Much of this text originally came from the book Heroes of the Telegraph by John Munro, available at Project Gutenberg: [1]. Lupo 14:16, 12 Aug 2004 (UTC)

a luddite?[edit]

When I watched the comedy movie "Around the world in eighty days" by Jackie Chan, the Lord Kelvin portraited in the movie was against scientific advances. He made comments like "Whatever scientific discovery needed by mankind was already found". Then the movie director's commentary said that this character was based on the real person and his ridiculous comments and views. The movie purposely ridiculed him for what he was. Though it is POV to judge on his personality and belief, it would be neutral to quote some of his views here in this article. Kowloonese 23:39, Dec 29, 2004 (UTC)

Well, certainly a Jackie Chan movie is an authoratative source of unassailable integrity, so that's good enough for me. Also, don't forget the information on Charlie Chaplin that can be gleaned from "Shanghai Knights". --Doradus 18:33, May 12, 2005 (UTC)

Extra content[edit]

I found this text hidden in a comment at the end of the article! Bizarre!

I feel that as much of the technical detail as possible sould go to transatlantic telegraph cable (an article needing attention) while trying to keep Thomson as self-contained as possible.

< !-- More detail which belongs elsewhere It was known that the conductor should be of copper, possessing a high conductivity for the electric current, and that its insulating jacket of gutta-percha should offer a great resistance to the leakage of the current. Moreover, experience had shown that the protecting sheath or armour of the core should be light and flexible as well as strong, in order to resist external violence and allow it to be lifted for repair. There was another consideration, however, which at this time was rather a puzzle. As early as 1823, Francis Ronalds had observed that electric signals were retarded in passing through an insulated wire or core laid under ground, and the same effect was noticeable on cores immersed in water, and particularly on the lengthy cable between England and the Hague. Faraday showed that it was caused by induction between the electricity in the wire and the earth or water surrounding it. A core, in fact, is an attenuated Leyden jar; the wire of the core, its insulating jacket, and the soil or water around it stand respectively for the inner tinfoil, the glass, and the outer tinfoil of the jar. -->

Cutler 07:38, July 27, 2005 (UTC)

Moved content to Submarine communications cable or deleted as duplicated. Cutler 15:56, July 27, 2005 (UTC)

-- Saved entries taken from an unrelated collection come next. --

PR #10336, opened 2021-09-16
Fix deprecations

blankse:
- Server::exec() -> Server::start()
- Link::getObject() -> Link::getElement() + trigger_deprecation
- Link::setObject() -> Link::setElement() + trigger_deprecation

### DIFF
--- a/models/Document/Link.php
+++ b/models/Document/Link.php
@@ -354,7 +354,7 @@ class Link extends Model\Document
         trigger_deprecation(
             'pimcore/pimcore',
             '10.0',
-            'The Link::setObject() method is deprecated, use Link::setObject() instead.'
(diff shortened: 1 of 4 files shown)


models/Document/Link.php
```diff
@@ -340,6 +351,12 @@ public function getObject()
      */
     public function setObject($object)
     {
+        trigger_deprecation(
+            'pimcore/pimcore',
+            '10.0',
+            'The Link::setObject() method is deprecated, use Link::setObject() instead.'
```
NiklasBr:
```suggestion
            'The Link::setObject() method is deprecated, use Link::setElement() instead.'
```

brusch:
Very nice, thanks a lot!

"Fears were realized" confusing paragraph[edit]

I was confused by this paragraph, mainly by the first sentence because it stated earlier that Thomson did experiments to find better ways of doing things for the cable went head-to-head with Whitehouse before on it. Why would his "fears be realized" when a comparative study showed that his experiments actually were better than Whitehouse's?

"Thomson's fears were realised and Whitehouse's apparatus proved insufficiently sensitive and had to be replaced by Thomson's mirror galvanometer. Whitehouse continued to maintain that it was his equipment that was providing the service and started to engage in desperate measures to remedy some of the problems. He only succeded in fatally damaging the cable by applying 2,000 V. When the cable failed completely Whitehouse was dismissed, though Thomson objected and was reprimanded by the board for his interference. Thomson subsequently regretted that he had acquiesced too readily to many of Whitehouse's proposals and had not challenged him with sufficient energy"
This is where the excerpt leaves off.